What happens when they cannot get the 1,000 ounce bars? So when they say, “Now we have a shortage in the wholesale silver market,” well it’s too late. For analysts or investors to say, “There’s really no shortage now,” and so it goes into the wholesale main market, or by the time it gets there, then it’s too late, and there’s very little silver available. I think on the three exchanges that’s TOKOM, the Shanghai Silver Exchange and the COMEX, there’s only 178 million ounces, but that’s overall silver. Half of that or less than half of that is available to the market. So in a huge increase of institutions as well as large investors and hedge funds, they could totally wipe out the system in no time.
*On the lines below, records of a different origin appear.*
Issue #457, opened 2020-06-11
Checklist for more heatmap features


Benny121221:
**What can we do to make ScottPlot better?**
- [x] Allow user-set intensity scale
- [x] Transparent heatmaps w/ background image
    - [ ] Scaling options? Are these necessary?
    - [ ] ~~Nullables in intensities map to transparent?~~ I don't like this idea
    - [x] Map intensities below threshold to transparent
    - [x] It will be valuable to support transparent image above heatmap as well as transparent heatmap above image
        - [x] For example geographic heatmaps
- [ ] Better axes
- [x] More colourmaps
    - [x] cmocean
    - [ ] ~~plotly~~ doesn't look promising
    - [x] custom
- [x] `ScottPlot.Tools.XYToIntensities()`
    - [x] Gaussian and density-based
- [ ] Strange rounding? #482

Benny121221:
Transparent heatmaps example:

https://github.com/swharden/ScottPlot/pull/424#issuecomment-642446925

swharden:
What do you think about calculating the heatmap from input data? 

On one hand this feels like scope creep, but on the other hand a core goal of ScottPlot is to make visualizing `double[] xs` and `double[] ys` easy so maybe this isn't too far out. 🤔 

data input | heatmap output
---|---
![image](https://user-images.githubusercontent.com/4165489/84423621-bb3a1980-abec-11ea-9fdd-c8f5ab859df6.png) | ![image](https://user-images.githubusercontent.com/4165489/84423634-c12ffa80-abec-11ea-954d-ae092443d1d7.png)

Benny121221:
It doesn't seem difficult but I don't see the use case for it. I assume there is a use case, but if its only applicable to a niche audience, that audience would probably be better served had they implemented it themselves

Mike Gleason: I know you covered the energy markets of course very closely as well. One of the, I think, main reasons why the metals have been hurt is because they do trade like commodities at times, and oil has of course fallen dramatically over the last several quarters. What do you make of the future of U.S. oil production and supply going forward, given these low prices, now under $40 a barrel? What do you think we have to look forward to there when it comes to oil production, and what kind of impact do you think that may have on the metals?
Steve St Angelo: I just had an interesting conversation, before we spoke, with a gentleman who is in the … Been in the oil industry for 30 years looking for oil. You know what he told me? They’re not looking for oil right now. The conventional oil guys aren’t looking for oil. He is a conventional guy. That’s where the profits are. The profits are in shale, they have never been in shale (unconventional oil). The interesting thing he told me … Do you know what they’re doing? They are looking for injection wells for water. And I didn’t realize this. The problem he sees, and that is not discussed is shale oil produces a lot of water. There’s a lot water, and it has to be injected back into the ground. It can’t just be thrown somewhere above ground reservoir. It’s toxic. He says now they’re having problems because environmental and issues of where to store all this water.
Not only are we going to see declines in shale oil production because the decline rates are so high. So when they stop drilling, and that is starting to take place, we will see a huge fall in production towards the end of this year, especially if prices remain low, and into 2016. On top of that, as production declines, less oil is being produced, but more water. They have to even find more places to put the water. This is going to be a major issue going forward. We may see a double whammy in U.S. oil production, because we may run out of places to inject this toxic water.